В соответствии с этим иммунологическая композиция или диагностический набор согласно изобретению позволяет установить ранний диагноз болезни сердца, такой как инфаркт миокарда; не требует применения специальной техники или подготовки для получения результата соответствующего клинического анализа и облегчает автоматизацию анализа. Более того, образцы для анализов являются стабильными и недорогостоящими и не подвержены повреждениям и негативным воздействиям. Они также дают более точный результат, чем результаты, полученные с использованием стандартного диагностического индикатора СКМВ, который преимущественно используется в клинической патологии. Кроме того, диагностический набор согласно изобретению может быть применен в виде набора типа пластыря и типа ленты, а поэтому позволяет быстро и просто поставить диагноз. Поскольку известные диагностические методы требуют использования дорогостоящего оборудования и высокого качества диагностической техники, или экспресс-наборы РОСТ требуют множества маркеров для одновременного проведения нескольких повторных тестов, которые являются достаточно дорогостоящими, то они могут быть осуществлены лишь в нескольких центральных больницах, тогда как диагностический набор согласно изобретению является недорогостоящим и может быть легко использован в медпунктах и самим пациентом. Кроме того, ожидается, что использование описанного набора даст значительный экономический эффект и позволит избежать применения дорогостоящих импортных диагностических реагентов и наборов.

1. Иммунологическая композиция для диагностики сердечного заболевания, отличающаяся тем, что содержит антитело или часть его, которое связывается с изоферментом 2 (АК2) или изоферментом 3 (АК3) митохондриальной аденилаткиназы человека, в сочетании с соответствующим носителем.

2. Иммунологическая композиция по п.1, где изоферментом митохондриальной аденилаткиназы человека является АК3.

3. Диагностический набор для диагностики сердечного заболевания, отличающийся тем, что содержит антитело или часть его, которое специфически связывается с изоферментом 2 (АК2) или изоферментом 3 (АК3) митохондриальной аденилаткиназы человека, и детектируемый маркер.

4. Диагностический набор по п.3, где изоферментом митохондриальной аденилаткиназы человека является АК3.
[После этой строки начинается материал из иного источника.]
PR #79, opened 2019-03-06
[1068] Copy assets to public folder using webpack

tvararu:
This should re-enable the fonts and other contents of govuk-frontend.

This was initally a WIP with a worse solution, I'm much happier with the webpack copy method than re-enabling the asset pipeline compile flag in production mode.

### DIFF
--- a/config/webpack/production.js
+++ b/config/webpack/production.js
@@ -1,5 +1,13 @@
 process.env.NODE_ENV = process.env.NODE_ENV || 'production'
+const CopyWebpackPlugin = require('copy-webpack-plugin');
 
 const environment = require('./environment')
+
+environment.config.plugins = (environment.config.plugins || []).concat([
+  new CopyWebpackPlugin([
+    { from: 'node_modules/govuk-frontend/assets/fonts/**/*', to: '../assets/fonts/', flatten: true },
+    { from: 'node_modules/govuk-frontend/assets/images/**/*', to: '../assets/images/', flatten: true }
+  ])
+]);
 
 module.exports = environment.toWebpackConfig()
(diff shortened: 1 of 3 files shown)


tvararu:
[Missing assets on Manage Courses Frontend](https://trello.com/c/vdwDHuai/1068-missing-assets-on-manage-courses-frontend)

tvararu:
Using `git bisect` (which I'm starting to really like), I've determined this regression was introduced in 6060496e0b0310ae60a95323e7b046ba609dd884. I didn't notice it.

tvararu:
@dankmitchell import into the JS pack file? So like:

```js
// webpacker/packs/application.js
import "../stylesheets/application.scss";
import { initAll } from "govuk-frontend";
import CookieMessage from "scripts/cookie-banner";

import 'govuk-frontend/images/crest.png';
// ...
import 'govuk-frontend/images/font.woff';
// ...
```

There's a few tricky bits I don't like about this:

- It's an explicit listing of everything in govuk-frontend assets in our codebase, and we don't explicitly reference everything ourselves; the coupling for quite a bit is handled by `govuk-frontend-all.css`, they specify the fonts and such and we can pretend they don't even exist as long as we make them accessible in `public` somehow
- The fonts and some assets have fingerprinting like `bold-a2452cb66f-v1.woff2`. When we upgrade govuk-frontend, they're likely to bump that fingerprint, and we'll have to update all our references in our JS

Simply copying all the assets wholesale and not using `asset_pack_url` gets around this. The disadvantage is then:

- Rails won't do its own fingerprinting, but govuk-frontend already does it for fonts, and most assets like the crest are super unlikely to ever change

Happy to change my mind on this if you have a different view. :)

tvararu:
Have confirmed by building a local docker container and running `ls public/assets/fonts` that this definitely should copy over the assets when the existing `rake assets:precompile` command in the Dockerfile runs. :shipit:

5. Диагностический набор по п.3 или 4, где детектируемый маркер выбран из группы, состоящей из радиоактивных индикаторов, ферментов, частиц золота, хемилюминесцентных соединений, флуоресцеина, фикобилипротеина, хелатобразувщих соединений редкоземельного металла, родамина, кофакторов фермента, стрептазидина и биотина.

6. Способ детектирования изофермента аденилаткиназы в биологическом образце, отличающийся тем, что включает в себя следующие стадии:

(i) получение иммунного комплекса в результате контактирования антитела, которое специфически связывается с изоферментом 2 (АК2) или изоферментом 3 (АК3) митохондриальной аденилаткиназы человека, или части этого антитела с биологическим образцом; и

(ii) детектирование иммунного комплекса, полученного на стадии (i).

7. Способ детектирования по п.6, где указанное детектирование используется в диагностике сердечного заболевания.

8. Способ детектирования по п.6 или 7, где изоферментом митохондриальной аденилаткиназы человека является АК3.

9. Способ детектирования по п.6 или 7, где стадия детектирования осуществляется методом иммунофлуоресцентного антитела, методом развития окраски, вызываемой фермент-субстратным взаимодействием, методом связывания с хемилюминесцентным соединением или методом образования комплексов с частицами золота.

10. Способ детектирования по п.6 или 7, где указанный биологический образец выбран из группы, состоящей из мочи, крови, сыворотки и плазмы крови.

11. Применение изофермента 2 (АК2) или изофермента 3 (АК3) митохондриальной аденилаткиназы человека в качестве маркера для диагностики сердечного заболевания.

12. Применение по п.11, где изоферментом митохондриальной аденилаткиназы человека является АК3.

13. Применение антитела или части его, которое специфически связывается с изоферментом 2 (АК2) или изоферментом 3 (АК3) митохондриальной аденилаткиназы человека, для диагностики сердечного заболевания.

14. Применение по п.13, где изоферментом митохондриальной аденилаткиназы человека является АК3.